### [Listed entries]

Issue #968, opened 2022-11-11
Parser exception for multi-list extract/slicing syntax


aziz-mu:
Currently, slicing/extracting a list of list and then extracting or slicing the results is permitted, if done like so:
`MATCH (a:person) RETURN (a:courseScoresPerTerm[1])[1]`
however, the following syntax gives a parser error:
`MATCH (a:person) RETURN a:courseScoresPerTerm[1][1]`

Currently, openCypher supports this syntax so we should too.

PR #1054, opened 2022-11-21
fixed multi extract/slice

aziz-mu:
Fixed the issue outlined in #968 as well as added some tests

### DIFF
--- a/src/antlr4/Cypher.g4
+++ b/src/antlr4/Cypher.g4
@@ -334,8 +334,13 @@ oC_StringListNullOperatorExpression
     : oC_PropertyOrLabelsExpression ( oC_StringOperatorExpression | oC_ListOperatorExpression | oC_NullOperatorExpression )? ;
 
 oC_ListOperatorExpression
-    : ( SP ? '[' oC_Expression ']' )
-        | ( SP ? '[' oC_Expression? ':' oC_Expression? ']' );
+    : ( kU_ListExtractOperatorExpression | kU_ListSliceOperatorExpression ) oC_ListOperatorExpression ? ;
+
+kU_ListExtractOperatorExpression
+    : SP ? '[' oC_Expression ']' ;
+
+kU_ListSliceOperatorExpression
+    : SP ? '[' oC_Expression? ':' oC_Expression? ']' ;
 
 oC_StringOperatorExpression
     :  ( ( SP STARTS SP WITH ) | ( SP ENDS SP WITH ) | ( SP CONTAINS ) ) SP? oC_PropertyOrLabelsExpression ;
--- a/src/parser/transformer.cpp
+++ b/src/parser/transformer.cpp
@@ -498,36 +498,62 @@ unique_ptr<ParsedExpression> Transformer::transformListOperatorExpression(
     CypherParser::OC_ListOperatorExpressionContext& ctx,
     unique_ptr<ParsedExpression> propertyExpression) {
     auto rawExpression = propertyExpression->getRawName() + " " + ctx.getText();
-
-    if (ctx.children[1]->getText() == ":" || ctx.children[2]->getText() == ":") {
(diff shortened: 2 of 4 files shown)


acquamarin (approved):

src/antlr4/Cypher.g4
```diff
@@ -334,8 +334,8 @@ oC_StringListNullOperatorExpression
     : oC_PropertyOrLabelsExpression ( oC_StringOperatorExpression | oC_ListOperatorExpression | oC_NullOperatorExpression )? ;
 
 oC_ListOperatorExpression
-    : ( SP ? '[' oC_Expression ']' )
-        | ( SP ? '[' oC_Expression? ':' oC_Expression? ']' );
+    : ( ( SP ? '[' oC_Expression ']' )
```
andyfengHKU, line 337: this rule is getting complicates so I would try to rewrite as
```
oC_ListOperatorExpression
    : ( kU_ListExtractOperatorExpression | kU_ListSliceOperatorExpression ) oC_ListOperatorExpression ? ;

kU_ListExtractOperatorExpression
   :  SP ? '[' oC_Expression ']' ;

kU_ListSliceOperatorExpression
   :  SP ? '[' oC_Expression? ':' oC_Expression? ']' ;

```

Let me know if this makes sense or not

andyfengHKU (changes requested):

src/antlr4/Cypher.g4
aziz-mu: Done in [organized parser rules](https://github.com/kuzudb/kuzu/pull/1054/commits/9f3ba9ed3e3f304b4357a7353a8d26287a094dba)

src/parser/transformer.cpp
```diff
@@ -498,34 +498,48 @@ unique_ptr<ParsedExpression> Transformer::transformListOperatorExpression(
     CypherParser::OC_ListOperatorExpressionContext& ctx,
     unique_ptr<ParsedExpression> propertyExpression) {
     auto rawExpression = propertyExpression->getRawName() + " " + ctx.getText();
-
-    if (ctx.children[1]->getText() == ":" || ctx.children[2]->getText() == ":") {
+    if (ctx.kU_ListSliceOperatorExpression()) {
```
andyfengHKU, line 501: I'll approve this PR but you can make the following change before merging. The general principal of transformer is to follow grammar. Since you have split grammar into different rules, this part need to change accordingly.

```
unique_ptr<ParsedExpression> listOperator;
if (ctx.SliceOperator)
     listOperator = transformSlice ...
else if
     listOperator = transformExtract...
if ctx.oC_ListOperatorExpression 
        return transformListOperatorExpression(*ctx.oC_ListOperatorExpression(), move(listOperator));
return listOperator;
```

src/parser/transformer.cpp
```diff
@@ -498,34 +498,48 @@ unique_ptr<ParsedExpression> Transformer::transformListOperatorExpression(
...
         auto listSlice =
             make_unique<ParsedFunctionExpression>(LIST_SLICE_FUNC_NAME, move(rawExpression));
         listSlice->addChild(move(propertyExpression));
-        if (ctx.children[1]->getText() == ":") {
+        if (ctx.kU_ListSliceOperatorExpression()->children[1]->getText() == ":") {
```
andyfengHKU, line 505: I understand this code path but let's leave a comment here about parsing `[ : ]` `[ left : ]` `[ : right ]`. In future we might change grammar to make this more readable.

andyfengHKU (approved):

src/parser/transformer.cpp
aziz-mu: Done

src/parser/transformer.cpp
aziz-mu: Done

PR #1057, opened 2022-11-22
Multi labeled node scan

andyfengHKU:


src/processor/operator/scan_node_id.cpp
```diff
@@ -46,10 +28,42 @@ pair<uint64_t, uint64_t> ScanNodeIDSharedState::getNextRangeToRead() {
...
+        tableState->initialize(transaction);
+    }
+    initialized = true;
+}
+
+tuple<ScanTableNodeIDSharedState*, node_offset_t, node_offset_t>
+ScanNodeIDSharedState::getNextRangeToRead() {
+    unique_lock lck{mtx};
+    if (currentStateIdx == tableStates.size()) {
+        return make_tuple(nullptr, -1, -1);
```
ray6080, line 46: Change `-1` to `UINT64_MAX`.

src/processor/operator/scan_node_id.cpp
```diff
@@ -46,10 +28,42 @@ pair<uint64_t, uint64_t> ScanNodeIDSharedState::getNextRangeToRead() {
...
+    while (startOffset >= endOffset) {
+        currentStateIdx++;
+        if (currentStateIdx == tableStates.size()) {
+            return make_tuple(nullptr, -1, -1);
+        }
+        auto [_startOffset, _endOffset] = tableStates[currentStateIdx]->getNextRangeToRead();
+        startOffset = _startOffset;
+        endOffset = _endOffset;
+    }
+    auto tableState =
```
ray6080, line 58: I don't think you should check for `nullptr `here. Instead, you are not supposed to hit `currentStateIdx >= tableStates.size()`. I would put an assert here.

ray6080 (approved):

PR #1077, opened 2022-11-29
Add init global state interface

andyfengHKU:
This PR differentiate the initialization between global and local state. Global state should be only initialized once while local state is initialized for each thread.

Remove following code pattern in global state
```
if (!initialized)
    initialize
initialized = true
```

Other change
We used to rely on vectors to get input data type. This design is bad since it requires first generate vector (i.e. initialize local state) before accessing data type. This PR also changes this by giving data type during construction.

### DIFF
--- a/src/processor/processor_task.cpp
+++ b/src/processor/processor_task.cpp
@@ -7,14 +7,14 @@ void ProcessorTask::run() {
     // We need the lock when cloning because multiple threads can be accessing to clone,
     // which is not thread safe
     lock_t lck{mtx};
-    unique_ptr<PhysicalOperator> lastOp = sinkOp->clone();
+    auto clonedPipeline = sink->clone();
     lck.unlock();
-    auto& sink = (Sink&)*lastOp;
-    sink.execute(executionContext);
+    auto clonedSink = (Sink*)clonedPipeline.get();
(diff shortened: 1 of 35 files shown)


src/processor/processor_task.cpp
```diff
@@ -3,18 +3,21 @@
...
+void Pipeline::execute(ExecutionContext* context) {
+    sink->execute(context);
+}
+
 void ProcessorTask::run() {
     // We need the lock when cloning because multiple threads can be accessing to clone,
     // which is not thread safe
     lock_t lck{mtx};
-    unique_ptr<PhysicalOperator> lastOp = sinkOp->clone();
+    auto pipeline = make_unique<Pipeline>(sink);
```
ray6080, line 14: Actually I think constructing a pipeline here is confusing. I understand it is just a wrapper for now. but I would suggest not introduce the pipeline class in this pr.
Eventually, we should do the following refactoring, inside processor, a plan is decomposed as pipelines (instead of processor tasks. each pipeline is a sub-tree of the physical plan, which can contain sink, source, and vector of operators, as suggested by you), which have dependency between themselves, and processor tasks take in pipeline and schedule the execution.

ray6080 (approved):

PR #1087, opened 2022-12-01
Unlabeled rel

andyfengHKU:
Initial attempt to support unlabeled rel


src/processor/operator/generic_extend.cpp
```diff
@@ -0,0 +1,127 @@
...
+        listHandles.push_back(
+            make_shared<ListHandle>(*resultSet->getListSyncState(outVectorPos.dataChunkPos)));
+    }
+    nextListIdx = lists.size();
+    nextColumnIdx = columns.size();
+    currentList = nullptr;
+    return resultSet;
+}
+
+bool GenericExtend::getNextTuplesInternal() {
```
ray6080, line 23: One thing I would try is as follows:
a) for implementation of `findMoreOutput()`, merge `findInCurrentList` and `findInRemainingLists` into one function `scanFromList`, which will handle both cases.
b) move the block
```
    if (findMoreOutput()) {
         return true;
     }
```
into the while loop. So each time you check if you can read with current states (currentNodeOffset, currentList, nextList/ColumnIdx), if not, call getNextTuple, then reset states, and go back to the beginning to read with current states again.
3. thus, you don't need findOutput() inside the while condition.
I think, if possible, this will simplify the whole control logic.

ray6080 (approved):

ray6080 (commented):
The general comment is, as we discussed, in the next PR, we can try the idea of only having a single generic scan operator for all rel nodeIDs and properties. This can simplify sync states, and if it works fine, we shall propagate this to all scans (with filter pushdown) later.

src/include/processor/operator/generic_extend.h
```diff
@@ -0,0 +1,61 @@
...
+private:
+    DataPos inVectorPos;
+    DataPos outVectorPos;
+    vector<Column*> columns;
+    vector<Lists*> lists;
+    vector<shared_ptr<ListHandle>> listHandles;
+
+    shared_ptr<ValueVector> inVector;
+    shared_ptr<ValueVector> outVector;
+    uint32_t nextColumnIdx;
```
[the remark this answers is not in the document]
andyfengHKU: Decide not to change in this PR

src/processor/operator/generic_extend.cpp
andyfengHKU: Done

PR #1096, opened 2022-12-06
Unlabeled rel property

andyfengHKU:


src/processor/operator/generic_extend.cpp
```diff
@@ -5,34 +5,47 @@ namespace processor {
...
+    nextListIdx = adjColumnAndListCollection.lists.size();
+    nextColumnIdx = adjColumnAndListCollection.columns.size();
+    currentAdjList = nullptr;
+    currentPropertyLists.resize(outPropertyVectors.size());
+    currentPropertyListHandles.resize(outPropertyVectors.size());
 }
 
 bool GenericExtend::getNextTuplesInternal() {
     while (true) {
         if (findOutput()) {
```
ray6080, line 34: I should've commented this in the last PR, but I didn't add them.
I would replace `find` with `scan`. I don't think find is accurate here, because you are actually performing reading. Suggestions are: `findOutput` -> `scanForOutput`, `findInColumns` -> `scanFromColumns`, `findInLists` -> `scanFromLists`.
But up to you to make final decisions on these names.

ray6080 (approved):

### [Task item]
Please return every line of the records that contains the word "while".

### [Task response]
+    while (startOffset >= endOffset) {
This PR differentiate the initialization between global and local state. Global state should be only initialized once while local state is initialized for each thread.
into the while loop. So each time you check if you can read with current states (currentNodeOffset, currentList, nextList/ColumnIdx), if not, call getNextTuple, then reset states, and go back to the beginning to read with current states again.
3. thus, you don't need findOutput() inside the while condition.
     while (true) {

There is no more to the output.